START EXERCISE MATERIAL
PR #1631, opened 2016-11-07
Improvements in caching bed files. Fix counting genes.

vladsaveliev:
Few clean-up and edge-case scenario updates before the release.

1. I reviewed caching of `clean_file()` and `add_genes()` across the pipeline and made sure that the proper prefix (like `cov-`, `svprioritize-`, `svregions-`) is provided wherever needed for correct caching. 
2. Counting genes for MultiQC: if the BED is pre-annotated, skip re-annotating and count original feature names. If we failed to annotate bed, skip reporting the count. Also handle comma-separated names and dots, and cleaning files before add_genes.
3. Reusing `clean_file()` in `seq2c.py`, cleaning redundancy in `_prep_bed()`.
4. Minor fixes and inline comments in `bedutils.py`.

### DIFF
--- a/bcbio/pipeline/qcsummary.py
+++ b/bcbio/pipeline/qcsummary.py
@@ -313,27 +313,27 @@ def _run_coverage_qc(bam_file, data, out_dir):
         out['Duplicates_pct'] = 100.0 * mapped_dups / mapped
 
         if dd.get_coverage(data):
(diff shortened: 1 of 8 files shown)


chapmanb:
Vlad -- thanks again for all the brilliant cleanup work. Great improvement.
END EXERCISE MATERIAL
> [WHAT YOU SHOULD DO] Copying begins at the line that holds "-313,27 +313,27 @@" and ends at the last line of the data above, with both included and each line kept exactly.

> [EXPECTED OUTPUT]
@@ -313,27 +313,27 @@ def _run_coverage_qc(bam_file, data, out_dir):
         out['Duplicates_pct'] = 100.0 * mapped_dups / mapped
 
         if dd.get_coverage(data):
(diff shortened: 1 of 8 files shown)


chapmanb:
Vlad -- thanks again for all the brilliant cleanup work. Great improvement.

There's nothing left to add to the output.